A tremor raced the length of his spine, and he grit his teeth against it. He reached into his pocket and pulled out a cigarette. Then a match, which he struck several times before it ignited.
“Put it out!” she commanded sharply. “Put it out!”
He was so startled he shook the flame out immediately and shoved the match into his pocket. But he couldn’t move fast enough to prevent her from reaching up and grabbing a handful of his hair, yanking it until he yelped, until she pulled his head down close.
“Are you going to marry me?” she demanded, her breath ice on his lips.
“Judy—”
She took her free hand and ran it gently across his stomach. “Now is the time to decide, Douglas.” She leaned into him, and he could smell the must from her living room, could feel her moving beneath him on the rough, hard carpet. “You promise to marry me and I’ll protect you.” S
he kissed him, grinding her mouth against his until his teeth threatened to cut through his lips. A moment later she pulled away, chest rising, falling, perspiration on her brow. “And if you don’t, there’s nothing I can do to prevent him from making sure you don’t come back. You’ll be dead, Douglas. You’ll be dead, and buried.”
It was ludicrous, and terrifying, and he couldn’t help it—he started to laugh.
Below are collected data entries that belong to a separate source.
PR #14969, opened 2021-05-18
HPCC-24059 Additional SOAPCALL option to log text at end of soap request

afishbeck:

## Type of change:

## Checklist:
  - [ ] The commit is signed.
  - [ ] Scalability
  - [ ] Performance
  - [ ] Security
  - [ ] Thread-safety
  - [ ] Cloud-compatibility
  - [ ] Premature optimization

## Smoketest:

### DIFF
--- a/ecl/hql/hqlgram.y
+++ b/ecl/hql/hqlgram.y
@@ -3768,6 +3768,12 @@ soapFlag
                             parser->normalizeExpression($3, type_string, false);
                             $$.setExpr(createExprAttribute(logAtom, $3.getExpr()), $1);
                         }
+    | TOK_LOG '(' expression ',' expression ')'
+                        {
+                            parser->normalizeExpression($3, type_string, false);
+                            parser->normalizeExpression($5, type_string, false);
+                            $$.setExpr(createExprAttribute(logAtom, $3.getExpr(), $5.getExpr()), $1);
+                        }
     | XML_TOKEN         {
                             $$.setExpr(createAttribute(xmlAtom));
                             $$.setPosition($1);
--- a/ecl/hqlcpp/hqlhtcpp.cpp
+++ b/ecl/hqlcpp/hqlhtcpp.cpp
@@ -17965,7 +17965,7 @@ ABoundActivity * HqlCppTranslator::doBuildActivitySOAP(BuildCtx & ctx, IHqlExpre
 
     IHqlExpression * namespaceAttr = expr->queryAttribute(namespaceAtom);
     IHqlExpression * responseAttr = expr->queryAttribute(responseAtom);
-    IHqlExpression * logText = NULL;
+    HqlExprArray logTextArray;
     bool logMin = false;
     bool logXml = false;
     ForEachChildFrom(i, expr, 1)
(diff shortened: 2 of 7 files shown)


afishbeck:
@ghalliday not sure what to do about the eclhelper interface changed test when it's intentional.

richardkchapman:
This needs to target master

afishbeck:
@richardkchapman Retargeted to master.

ecl/hql/hqlgram.y
```diff
@@ -3768,6 +3768,12 @@ soapFlag
                             parser->normalizeExpression($3, type_string, false);
                             $$.setExpr(createExprAttribute(logAtom, $3.getExpr()), $1);
                         }
+    | TOK_LOG '(' expression ',' expression ')'
+                        {
+                            parser->normalizeExpression($3, type_string, false);
+                            parser->normalizeExpression($5, type_string, false);
+                            $$.setExpr(createExprAttribute(logAtom, createComma($3.getExpr(), $5.getExpr())), $1);
```
ghalliday, line 3775: minor: Normally you would not have a comma inside an attribute.  i.e:

    createExprAttribute(logAtom, $3.getExpr(), $5.getExpr())

and then use unwindChildren() to extract them

ecl/hqlcpp/hqlhtcpp.cpp
```diff
@@ -18198,10 +18213,16 @@ ABoundActivity * HqlCppTranslator::doBuildActivityHTTP(BuildCtx & ctx, IHqlExpre
...
 
-    if (logText)
+    if (logTextArray.length())
     {
         MemberFunction func(*this, instance->startctx, "virtual void getLogText(size32_t & __lenResult, char * & __result, const void * _left) override");
-        doBuildFunctionReturn(func.ctx, unknownStringType, logText);
+        doBuildFunctionReturn(func.ctx, unknownStringType, &logTextArray.item(0));
+    }
+
+    if (logTextArray.length()>1)
```
ghalliday, line 18222: trivial: duplicate changes suggest these functions should be commoned up.  Not for this PR though.

ghalliday (changes requested):
@afishbeck one fairly minor comment

ghalliday:
@afishbeck you should also increment 
#define ACTIVITY_INTERFACE_VERSION      652
since the helper has changed.

afishbeck:
@ghalliday I'll increment the ACTIVITY_INTERFACE_VERSION.  But just for discussion, since we're setting and checking a flag, that would seem to make it backward compatible.  The extra logging just wouldn't appear on older builds.  I imagine this is to prevent confusion with unexpected/missing behavior, although in this case it's fairly minor?

ecl/hql/hqlgram.y
afishbeck: Gotcha.  I think I remember how a comma might be used now, it's been a while.  I'll fix it.

ghalliday:
We're mainly concerned about whether old queries will run without recompiling on new systems - and increasing that number will not prevent that.  It will probably prevent new code running on old systems, but that isn't generally an issue.

ecl/hql/hqlgram.y
ghalliday: The commas are mainly used for datasets.  At some point I may get rid of most/all of them and use initializer lists instead.

afishbeck:
@ghalliday removed createComma, and updated ACTIVITY_INTERFACE_VERSION.

ghalliday (approved):

richardkchapman (approved):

“Damnit, I want to protect you!” she cried. “I do, and you won’t let me!” Then, abruptly, her expression faded to dull resignation. The muscles around her eyes and mouth went slack, and for a moment there was nothing on her face at all.
“Liz Egan.”
He had stalled long enough. Whatever it was he was facing, whatever it was that called itself Judith Lockhart, was of less concern now than finding Liz and getting her out. He started for the stairs, was halfway to the landing when she screamed, “I love you, you goddamned son of a bitch!”
The vehemence and language stopped him like a slap, and turned him to look. She was at the foot of the stairs, a large brass candlestick in her hand. She glared, and in a single whipping motion threw it at his head. He ducked as she raced after it, felt it graze his shoulder before crashing behind him. He snatched it up and spun just as she reached him, and there was nothing he could do but bring it down on her head. On her forehead. Splitting skin, cracking bone, reeling her backward until she fell.
The candlestick dropped from his hand.
The house trembled. A vague distant rumbling more sensed than felt turned him cold as he pulled himself up by the railing.
Judy sat up.
Oh god, he thought; dear god.
She rose easily to her feet, paying no attention to the gap in her skull that exposed the white bone, the grey brain behind.
“Oh Christ, Douglas,” she said sadly. “I wanted to show you I could protect you.”
Then she took a step up, and he could see she was not bleeding.
Dead, Parrish had told him. They were dead, and they were alive through Winterrest’s grace.
And he had made love to the woman, to the thing coming after him up the stairs.